Commissioner of the New Jersey Department of Education
- In office September 9, 2005 – March 11, 2010
- Preceded by: William Librera
- Succeeded by: Bret Schundler

= Lucille Davy =

New Jersey Commissioner of Education from 2005 to 2010

Lucille Davy was the Commissioner of Education in New Jersey. She was named acting commissioner on September 9, 2005, by former Governor of New Jersey Richard Codey. She was named commissioner by Governor Jon Corzine as of July 11, 2006.

When she was named acting commissioner by Codey, she joined her husband, then Human Services Commissioner James Davy, in the cabinet.

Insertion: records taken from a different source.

Issue #72, opened 2021-01-29
Functions that have both type annotation and doc are not shown in the autocomplete window


gaku-sei:
Say we have an `ArrayExtra` module, and define a function inside like the following:

```rescript
@ocaml.doc("Hello doc")
let usefulFunction: unit => int = () => 1
```

Typing `ArrayExtra.u` will show the following:

<img width="498" alt="Capture d’écran 2021-01-29 à 14 02 29" src="https://user-images.githubusercontent.com/3982371/106233791-a0c7b580-623a-11eb-9ab5-f2f9a8d1d3be.png">

If I remove the type annotation, or the doc, it works:

<img width="1081" alt="Capture d’écran 2021-01-29 à 14 04 12" src="https://user-images.githubusercontent.com/3982371/106233877-df5d7000-623a-11eb-8cac-094a53f87a44.png">

While I'm aware the syntax for doc will change soon and not use `@ocaml.doc` anymore, and while I'm also aware that type annotations are optional in many cases, I thought it could be interesting to understand why the function doesn't show up 😕 

_Edit_: My bad, it seems it works for some other functions. So when a function with type annotation + doc appears in the suggestions list, it'll always appear, but some functions don't appear for any reason, and the only to force them to appear is to drop the types for instance.

PR #94, opened 2021-03-15
Sync up with rescript-editor-support c57ed6d6c5a8f0ac93e0ae1878fd8d0a…

cristianoc:
…fb1a63d3

Sync up with https://github.com/rescript-lang/rescript-editor-support/commit/c57ed6d6c5a8f0ac93e0ae1878fd8d0afb1a63d3

#### New features
- Add support for autocomplete for pipe-first `foo->`: the type of `foo` is used to determine the module to take completions from.
- Add support for autocomplete for decorators such as `@module` and `@val`.
- Add support for autocomplete of labelled arguments `foo(~label... )`.

#### Fixes

- Fix issue for uncurried functions where the internal definition of `Js.Fn.arity` is shown on hover. (See https://github.com/rescript-lang/rescript-editor-support/issues/62).
- Fix type hint when hovering over labeled arguments of components (See https://github.com/rescript-lang/rescript-editor-support/issues/63).
- Fix issue where values declared with type annotation would not show up in autocomplete, and would show no doc comment on hover. (See https://github.com/rescript-lang/rescript-vscode/issues/72).
- Fix hover on definitions inside a react component module, or whenever multiple definitins for the same value exist in the module (See https://github.com/rescript-lang/rescript-editor-support/issues/67).
- Fix autocomplete issue where multiple open's were considered in the wrong priority order (See https://github.com/rescript-lang/rescript-editor-support/issues/72).

### DIFF
--- a/server/src/server.ts
+++ b/server/src/server.ts
@@ -280,7 +280,7 @@ process.on("message", (msg: m.Message) => {
           hoverProvider: binaryExists,
           definitionProvider: binaryExists,
           completionProvider: binaryExists
-            ? { triggerCharacters: ["."] }
+            ? { triggerCharacters: [".", ">", "@", "~"] }
             : undefined,
         },
       };


chenglou:
Nice, nice

PR #97, opened 2021-03-26
Add markdown code block syntax highlight support

wangbinyq:


chenglou:
Hey, thanks! Though is this the idiomatic way of doing it? It seems typescript's grammar repo doesn't have such thing?

wangbinyq:
I rewrite the file from the [vscode-reasonml](https://github.com/reasonml-editor/vscode-reasonml) repo, just some minor changes.

fhammerschmidt:
@zth can we get semantic highlighting in markdown blocks as well?

zth:
@fhammerschmidt I'm not sure. Does TS do it?

aspeddro:
I was looking for how vscode apply syntax highlighting in markdown. It doesn't use semantic highlighting just TexMate grammar.

[Here](https://github.com/microsoft/vscode/blob/main/extensions/markdown-basics/package.json#L33-L86) are supported languages.

fhammerschmidt:
Having at least a bit of highlighting would already be nice.
Currently it is just all the same color.

image

zth:
I'm thinking we should merge this as is. I agree that some highlighting is better than none. Ok with you @cristianoc ?

Side note: There's more interesting things we can do eventually to better support md, like formatting code inside of ReScript md blocks.

PR #99, opened 2021-03-29
Sync rescript-editor-support

cristianoc:
Sync rescript-editor-support to commit https://github.com/rescript-lang/rescript-editor-support/commit/03ee0d97b250474028d4fb08eac81ddb21ccb082

[Update: don't show deprecation on hover].

Since release 1.0.5:

#### New features
- Add support for autocomplete for pipe-first `foo->`: the type of `foo` is used to determine the module to take completions from.
- Add support for autocomplete for decorators such as `@module` and `@val`.
- Add support for autocomplete of labelled arguments `foo(~label... )`.
- Add support for @deprecated attributes in autocomplete.
- Support for upcoming `rescript` npm package for the compiler. Looks for `rescript` in addition to `bs-platform` in `node_modules`.

#### Fixes

- Fix issue for uncurried functions where the internal definition of `Js.Fn.arity` is shown on hover. (See https://github.com/rescript-lang/rescript-editor-support/issues/62).
- Fix type hint when hovering over labeled arguments of components (See https://github.com/rescript-lang/rescript-editor-support/issues/63).
- Fix issue where values declared with type annotation would not show up in autocomplete, and would show no doc comment on hover. (See https://github.com/rescript-lang/rescript-vscode/issues/72).
- Fix hover on definitions inside a react component module, or whenever multiple definitins for the same value exist in the module (See https://github.com/rescript-lang/rescript-editor-support/issues/67).
- Fix autocomplete issue where multiple open's were considered in the wrong priority order (See https://github.com/rescript-lang/rescript-editor-support/issues/72).
- Autocomplete: add support for `open!` in addition to `open`.


cristianoc:
Updated: don't show deprecation on hover.
CC @chenglou

chenglou:
For posteriority, this is what it looks like with duplicated warnings:

image
Screen Shot 2021-03-29 at 7 58 02 AM

chenglou:
Thanks

Issue #136, opened 2021-04-25
Should have find-references command?


cristianoc:
If so, to be taken back from this removal:
https://github.com/rescript-lang/rescript-editor-support/commit/3d7d8e4dbf27c3fc6b8165e2738f2ce4af4c7684

TS uses it also when using jump-to-definition on a definition.

cristianoc:
Added.

PR #137, opened 2021-04-25
Add a command to find all the references to an item.

cristianoc:
…s of an element.


cristianoc:
See https://github.com/rescript-lang/rescript-vscode/issues/136

PR #974, opened 2024-04-28
Add experimental command for extracting (string) contents from extension points

zth:
Internal for now. Using it to experiment with the codegen approach I'm working on for ReScript.


zth:
@cristianoc merging this. It's internal/experimental, so it'll be easy to remove later on if we don't want it.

They are the first husband and wife to serve together in a state cabinet.

She is a former education policy advisor to Codey and former Gov. James McGreevey. When Corzine took office he announced his intention to retain Davy as acting commissioner while he led a national search for a new commissioner, a search which included Davy. When he appointed Davy to the post, he said her work as acting commissioner convinced him to select her for the permanent post.

Davy is a lifelong New Jersey resident and grew up in Livingston, New Jersey where she was a graduate of Livingston High School. She graduated cum laude from Seton Hall University with a bachelor's degree in mathematics, and she received her law degree from the Notre Dame Law School. She and her husband reside in Pennington, New Jersey.